Hosting WireGuard in-kernel is a performance and compatibility strategy. Being hosted in kernel makes WireGuard higher-risk, which Jason mitigates with other software security tactics, like a simple design that can be implemented without dynamic allocation, and a tiny codebase.
This goes both ways. Userland systems are susceptible to a myriad of attacks that a kernel, being privileged code, is not. We rely on the kernel (plus CPU rings) for most of the security enforcement in a machine, after all.
However, IF that code is compromised, the consequences are much more catastrophic.
Viewing/editing of another userland process is usually done using ptrace(2). Yama Linux security module prevents that unless you are root to disable it. It is active by default on Ubuntu.
Also reading /proc/nnnn/mem does not work even for your own processes and even though file node protections seem to allow it, not sure where that security enhancement comes from.

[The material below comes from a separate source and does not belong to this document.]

PR #437, opened 2021-04-22
Add record subclass type checking.

### LINKED ISSUE #436: Provide subclass type checking
When the downstream processor requires a type and and its attributes, if the upstream processor provide the subclass type of this type, it would also be accepted. For example, when the processor requires a `Token` type but the upstream provides `Word` type in the datapack, it would also be accepted if `Token` is the parent entry of `Word`.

I have been a bit weary of the WireGuard hype for much the same reason. Surely kernel mode is (a) the equivalent of running as root (b) opens up greater attack surface by virtue of running at kernel level
I have only experimented a bit with WireGuard because I wanted to avoid OpenVPN. The argument seems to be that it's more secure because it's implementation is small (the implication being that it's easier to audit) and being in the kernel ensures mass adoption (ensuring even more likelihood of audits and quick patches.) I'm interested if there are other technical advantages for specific threat models.
Excuse my ignorance, but can someone explain why a kernel based networking stack has less of an attack surface then a user-space based stack?
I mean logically user-space should be more secure no?